I have a problem with making myself write. I hesitate to write because I become nervous and anxious about doing it. As someone who has been relatively confident throughout my life, I don’t know why I would be afraid and nervous and, for the lack of any better words right now, unconfident about writing.
There’s nothing specific that makes me afraid about writing; I haven’t had anyone say “you’re a terrible writer” or, “you shouldn’t write about this.” Instead I just get the idea in my head that I’m not good at writing, or that I don’t have any significant ideas that are worth writing about.
And this doubt and anxieties are bull! I absolutely love writing; I love being able to tell stories that I find I can’t tell when I’m talking to people, I like creating characters, I like the physical act of writing with a nice pen on quality paper. But then I become excessively anxious about putting words down and I decide to not write for week and weeks. That, of course, then turns my anxiety into more of a problem, because when I finally do go to write I can’t seem to actually get anything out because it’s been so long since I’ve written.
This is the point when I think I have the most doubts about not having anything useful or unique to say … or, really, anything to say at all. And even though I acknowledge the ridiculousness of these thoughts, my anxious little brain doesn’t care. And then there is the feeling that that everything I have written has been said, but possibly probably definitely said better than I will ever say it. I also worry that whatever I write is trite and clichéd.
I think I know one of the reasons why I feel this way: I read too many amazing books by amazing authors.
Actually, this really isn’t a problem. The real problem is that while I’m reading these books I then compare myself to authors who have been writing for 20, 30, 40 years and have won Nobel Prizes or Man Booker Prizes or what-have-you. It’s absolutely silly for me to look at these authors and their vivid, wonderful stories and I say to myself that I’m never going to write as well as these established authors.
And I might not ever be as good of a writer, but that doesn’t really matter. And a sure-fire way for me to never be as good is to worry about how I’m not a good writer now. But that takes time, and I think the important thing now is for me actually enjoy myself while I’m writing – to like the process and the topics and the general feeling of getting thoughts down on paper.
My other two anxieties I have about writing go hand-in-hand. Often when I am writing I tend to hold back on my feelings. I think too much about how I don’t want to be perceived as foolish or too emotional. I think I’m quite closed with a lot of people, and writing what I feel just opens up this whole fear that people will recognize who or what or why I am writing an emotional piece and possibly judge me for that.
I think this comes from the fact that I tend to be a private, not very outwardly emotional person. So when my writing is emotional or personal I become very uncomfortable at the prospect of any hypothetical readers sitting and feeling what I feel. And then I begin to “self-censor” myself and not write things that I really want to write.

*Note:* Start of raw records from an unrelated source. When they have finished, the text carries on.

PR #1310, opened 2023-11-03
Format mixin application classes.

munificent:
This mostly reuses the existing createType() code with a couple of tweaks since mixin application classes don't have bodies and have the "= Superclass" part before the "with" clause.

You'll notice that the modifiers test case here takes a couple of seconds to run. That's because the new back end's line splitter doesn't do any memoization or divide and conquering, so it's brute-forcing the whole compilation unit to figure out which of the mixin applications need splitting.

I don't think it's intolerable yet as far as how long it takes the tests to run, but this means it's probably a good time for me to start looking into optimization soon.


natebosch:
> but this means it's probably a good time for me to start looking into optimization soon.

+1 I would avoid adding more complexity until we know we can optimize what we have

lib/src/front_end/piece_factory.dart
```diff
@@ -408,29 +408,46 @@ mixin PieceFactory implements CommentWriter {
...
-      TypeParameterList? typeParameters,
+  /// Creates a class, enum, extension, mixin, or mixin application class
+  /// declaration.
+  ///
+  /// For all but a mixin application class, [body] should a record containing
+  /// the bracket delimiters and the list of member declarations for the type's
+  /// body.
+  ///
+  /// For mixin application classes, [body] is `null` and instead [equals],
+  /// [superclass], and [semicolon] are provided.
```
natebosch, line 419: can these be split into different calls with more statically useful signatures (that might forward to a shared private implementation)

natebosch (approved):

lib/src/front_end/piece_factory.dart
munificent: I thought about that, but most of the parameters are valid in both so there would be a lot of pointless forwarding. And the function for handling mixin application classes would only be called once. This seemed the least boilerplate-y to me.

munificent:
> +1 I would avoid adding more complexity until we know we can optimize what we have

I'm basically always worried about performance of the formatter, but in this case, I have a pretty decent confidence that there is a big optimization hammer that will work: memoizing the result of formatting child pieces.

That's what the old formatter does for the contents of BlockChunks and is one of the main parts of the algorithm that makes performance tractable. The new back end and line splitter has always been designed around applying that same optimization. One way to think of the new back end is that's basically "What if we just made *every* Chunk a BlockChunk?" So I hope (but can't promise) that performance will end up better than the old one.

But, yeah, I think there's enough different kinds of pieces in place that now I can start working on the performance side of things.

munificent:
> I have a pretty decent confidence that there is a big optimization hammer that will work: memoizing the result of formatting child pieces.

After spending a bunch of time on Friday working on that optimization, it turns out I was wrong and that isn't the big hammer. The big hammer is [only expanding pieces that help fix problems with the current solution](https://github.com/dart-lang/dart_style/pull/1311).

kallentu (approved):

PR #1311, opened 2023-11-06
Less branchy expanding

munificent:
When expanding, only use the first unsolved piece in the first bad line.

The line splitting solver works by incrementally binding one piece to a state at a time, expanding out a tree of partial solutions until it finds one that fits.

Currently, the solver uses no logic to choose which pieces to bind to states when expanding. It just brute forces them all from beginning to end. This means it spends a bunch of time adding line splits to places that don't need them and generating losing solutions that later get discarded.

Instead, with this change, we take the same optimization that the old line splitter uses: When expanding a solution, we only look at the first solvable piece in the first problematic line.

A "solvable" piece is one that allows multiple states and hasn't already been bound in the current solution. A problematic line is one that overflows the page width or contains an invalid newline.

This optimization lets the solver skip past all of the non-problematic pieces that are in regions of code that already fit.

There will probably be more optimization work to do later, but this gets the tests back down to <1 second.

I split this into a couple of commits to hopefully make it easier to review. The first two just simplify the solver some. There was some unnecessary complexity in there that I wanted to get rid of before adding any more. Then the third commit is the actual optimization.


lib/src/back_end/solution.dart
```diff
@@ -112,8 +154,19 @@ class Solution implements Comparable<Solution> {
   /// code.
   @override
   int compareTo(Solution other) {
-    var scoreComparison = score.compareTo(other.score);
-    if (scoreComparison != 0) return scoreComparison;
+    // TODO(perf): This check is necessary to not make some of the tests not
+    // timeout, but I'm not sure why. Investigate what this does and if it's
+    // still necessary once other optimizations are in place.
+    // An invalid solution is worse than all others.
+    if (!isValid) return 1;
```
natebosch, line 161: Should we try to make this symmetric even when comparing two invalid solutions?

lib/src/back_end/solution.dart
```diff
@@ -69,8 +59,57 @@ class Solution implements Comparable<Solution> {
...
-  /// The score resulting from the selected piece states.
-  final Score score;
+  /// Whether this score is for a valid solution or not.
+  ///
+  /// An invalid solution is one where a hard newline appears in a context
+  /// where splitting isn't allowed. This is considered worse than any other
+  /// solution.
+  final bool isValid;
+
+  /// The number of characters that do not fit inside the page width.
```
natebosch, line 69: [nit]
```suggestion
  /// The total number of characters that do not fit inside the page width.
```

lib/src/back_end/code_writer.dart
```diff
@@ -119,6 +145,19 @@ class CodeWriter {
 
     _buffer.write(text);
     _column += text.length;
+
+    // If we haven't found an overflowing line yet, then this line might be one
+    // so keep track of the pieces we've encountered.
+    if (!_foundExpandLine) {
+      // TODO(perf): This [addAll()] call might be slow. If each Piece had a
```
natebosch, line 152: Which `addAll` call are you referring to?

Also, [nit] avoid using the square braces for non-doc comments

natebosch (approved):

lib/src/back_end/solution.dart
munificent: Actually, it looks like this check is no longer needed at all now that I've optimized it. Removed the validity checks completely.

lib/src/back_end/solution.dart
munificent: Done locally.

lib/src/back_end/code_writer.dart
munificent: Oops! That's a relic of an intermediate implementation that I ended up improving on. Removed.

lib/src/back_end/code_writer.dart
```diff
@@ -54,7 +53,39 @@ class CodeWriter {
   ///
   /// This is used to increase the cumulative nesting as we recurse into pieces
   /// and then unwind that as child pieces are completed.
-  final List<_PieceOptions> _pieceOptions = [_PieceOptions(0, 0, true)];
+  final List<_PieceOptions> _pieceOptions = [_PieceOptions(0, true)];
+
+  /// True if we have already found the first line where whose piece should be
```
kallentu, line 58: Nit: `Whether` instead of `True if` ?

kallentu (approved):
Nice! Removing nesting is kinda nice. Clears up indent vs nesting and how that works.

But also, thanks for making the commits that you did. It helped a lot with reviewing this big PR.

So, here it is, all my anxieties laid out on the table. I’m not sure if there is a solution to my problems. Or, at least, not a particularly profound solution. My anxieties about writing just have to be worked through, I think. I have to tell myself that the more I write, even if 90 percent of it is crap, I will get better, eventually.
The next thing I have to do is perhaps a bit harder: I have to actively seek an audience. Just writing that makes me panic a bit. But the truth is that any feedback is better than no feedback. And I’m at the point where I’m tired of sitting on stories that I really enjoyed writing and think are good because I’m afraid a friend or a family member won’t like it. What is the possibility of someone I love reading a piece I wrote and saying “oh, Elizabeth, that was really bad. You should never write again”? In reality, they’re more likely to praise me and not give me any criticism (constructive or not).
So I’ve made a goal for myself to try to write most or all of a short story each week and show it to a friend. It’s not a difficult goal to keep, and I think it allows me to be flexible if I have some days of self doubt.